- Directed by: James Warry Vickers
- Written by: John Strange Winter (novel)
- Starring: Barbara Rutland; Harry Royston;
- Production company: International Cine Corporation
- Distributed by: International Cine Corporation
- Release date: August 1915;
- Country: United Kingdom
- Languages: Silent English intertitles

= Lady Jennifer (film) =

Lady Jennifer is a 1915 British silent drama film directed by James Warry Vickers and starring Barbara Rutland and Harry Royston. The film was an adaptation of the 1908 novel of the same title by John Strange Winter.

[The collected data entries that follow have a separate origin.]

PR #1033, opened 2022-12-15
Increase performance of Elasticsearch bulk forwarder.

cresh:
We see drastic performance problems when using the Elasticsearch bulk forwarder.  The ineffecient `reduce` in `gen-request-bulk-body` causes the problem because it uses `str` and thus copies the growing string for every element. Using `concat` and `string/join` instead shows a gain in performance of more than 90% in our benchmarks.


jamtur01 (approved):
LGTM

PR #1040, opened 2023-12-06
Also run the test suite on PR

smortex:
We have CI running when code is pushed to the riemann repository.  For
external contribution, this only happen when a PR is merged, but
detecting issues earlier is advisable.

Instead of running CI when code is pushed in any branch of the repo, run
CI when the main branch is updated, and when a PR targeting the main
branch is updated.

### DIFF
--- a/.github/workflows/test.yml
+++ b/.github/workflows/test.yml
@@ -1,6 +1,12 @@
 name: Riemann testing
 
-on: [push]
+on:
+  push:
+    branches:
+      - main
+  pull_request:
+    branches:
+      - main
 
 jobs:
   test:


jamtur01:
Thanks @smortex - there was a reason for this in the dim dark past, but I cannot remember what it is so ... yolo. :)

smortex:
I guess it can be used by cryptobro to mine some cryptocrap and be quickly banned from GitHub :shrug: …

I have experienced some org that have tuned what happen when new contributors send their first PR: https://github.com/orgs/community/discussions/14334

I see there are option in *Settings* > *Actions* > *General* > *Fork pull request workflows from outside collaborators*, I have not changed the default but maybe you can check these?

PR #1046, opened 2024-10-31
Remove text-justify: distribute.

atw-latacora:
Per <https://developer.mozilla.org/en-US/docs/Web/CSS/text-justify>, "distribute" is deprecated, and has the same effect as inter-character.

Firefox 131.0.3 seems to respect text-justify: distribute. Chromium 129.0.6668.100 seems to ignore text-justify altogether; see <https://caniuse.com/css-text-justify>.

By omitting text-justify: distribute, Firefox and Chrom* ought to use their default justification, which adjusts spacing between words rather than between characters.

---

Subjectively, I think this looks better. e.g. in the second set of screenshots, in the "before", the line of text "bottlenecks in production. For everyone fed up with traditional" stands out oddly.

Screenshots:

| Before | After |
|--------|--------|
| Screenshot 2024-10-31 at 10 23 21 | Screenshot 2024-10-31 at 10 23 43 |
| Screenshot 2024-10-31 at 10 22 30 | Screenshot 2024-10-31 at 10 22 49 |

### DIFF
--- a/css/style.css
+++ b/css/style.css
@@ -38,7 +38,6 @@ body {
   font-size: 17px;
   text-shadow: 0px 1px 3px rgba(0,0,0,0.3);
   text-align: justify;
-  text-justify: distribute;
   line-height: 26px;
  
   background: #cf004e; /* Old browsers */


smortex (approved):
Ah!  That probably explain why I feel something is odd and that the text is a bit hard to read sometimes.  The change is subtle, but provide more readability IMHO.

jamtur01:
Thanks!

PR #1049, opened 2025-01-07
Update packaging to produce EL9 packages too

faxm0dem:


smortex (approved):
That's probably fine. Luckily I don't have rpm-based systems anymore so I can't test it :-D

I guess we can remove RHEL 6 as it has reached EOL, and at some point adding RHEL 10 will make sense as it seems to be in beta ATM. I guess this is something for another PR, and maybe some refactoring could help avoid to have those long similar fatrpmX files.

faxm0dem:
We can drop EL7 too, it's already EOL

jamtur01:
Thanks!

PR #1050, opened 2025-04-03
Fix: Closing alerts on Opsgenie fails if alias contains special characters

holograph:
An Opsgenie alert can include an arbitrary custom alias (dedup key). The Opsgenie/JSM REST [API for closing alerts](https://docs.opsgenie.com/docs/alert-api#close-alert) supports providing an alias via a path parameter, requiring URL-encoding the alias, otherwise closing alerts can silently fail.


Graham-Russell-Forter (approved):

jamtur01:
Looks good! Thanks for this @holograph.

Issue #679, opened 2024-07-16
Move to pydantic v2 


DominicOram:
We should make sure that all our dependencies etc. work on pydantic v2

## Acceptance Criteria
* We pin `pydantic>2`
* Unpin zocalo < 1.0.0
* We remove all the ignores around pydantic in `filterwarnings`
* Dependencies are happy to install on `pip install`
* Unit tests work

DominicOram:
Currently blocked on:
* https://github.com/bluesky/scanspec/issues/122
* https://github.com/DiamondLightSource/python-zocalo/issues/247

dperl-dls:
Once we can, we should then update some of the way we use pydantic features, e.g.: https://github.com/DiamondLightSource/dodal/blob/fe3f48cc7e65e05ca50025d22a2161bef4eadba3/src/dodal/devices/detector/detector.py#L59

dperl-dls:
We are now blocked by scanspec requiring numpy>=2.0 and p4p requiring numpy<2.0

blueapi and nexgen also still pinned to pydantic<2

DominicOram:
Waiting for another release of p4p

DiamondJoseph:
I believe we're currently *not* blocked by p4p- only Numpy 2 support is. I'm going to make the required changes and check

dperl-dls:
@DiamondJoseph yes, but unfortunately the version of scanspec which supports pydantic 2 also requires numpy 2, so we are indirectly still blocked by that

DiamondJoseph:
Not since [ScanSpec 0.7.2](https://github.com/bluesky/scanspec/releases/tag/0.7.2)

PR #683, opened 2024-07-17
Pin ophyd_async due to pydantic

DominicOram:
See https://github.com/DiamondLightSource/dodal/issues/679

1. Re-install `dodal` and confirm dependencies are happy, particularly we're still on `pydantic<2.0`

### Checks for reviewer

### DIFF
--- a/pyproject.toml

Lady Jennifer was four reels long. It was well received, and continued to be screened through at least 1917.

==Cast==
- Barbara Rutland as Lady Jennifer
- Harry Royston as Reeves

==Plot==
The film opens with Nancy and Dick falling in love at first sight. Dick is a poor artist and Nancy's family is in financial need, so she accepts the suit of Sir William Jennifer instead. At their wedding, William's half-brother Hudson swears revenge on Nancy for cutting him out as Williams next of kin. Hudson allies with the butler Reeves, who informs him that Nancy's has incriminating love letters from Dick. Reeves steals the letters for Hudson, who attempts to blackmail Nancy; she informs Dick, who breaks into Hudson's apartment and destroys the letters. Hudson has Dick jailed for housebreaking, then surprises William on his sickbed with an accusation that Nancy has been unfaithful. William dies of shock. Hudson pursues further malicious schemes. Dick is released after two years in jail and inherits an unexpected fortune. Hudson and Reeves turn against each other, allowing Dick to complete his own revenge and end the film happily with Nancy.

==Reception==
Contemporary film notices praised the filmmaking, with the Evening Telegraph praising its "truly artistic style" and the North Star calling it "a splendid story, graphically told." The Lincolnshire Echo praised the dramatic interest of the story, calling it "well produced, and with a plot which lends itself to the screen." They also say, "credit is due to the artistes concerned, who succeed in making the most of many powerful situations, giving the whole piece a human and realistic touch." Two years after the film's release, The Perthshire Advertiser called it "one of the best of its kind".

==Bibliography==
- Goble, Alan. The Complete Index to Literary Sources in Film. Walter de Gruyter, 1999.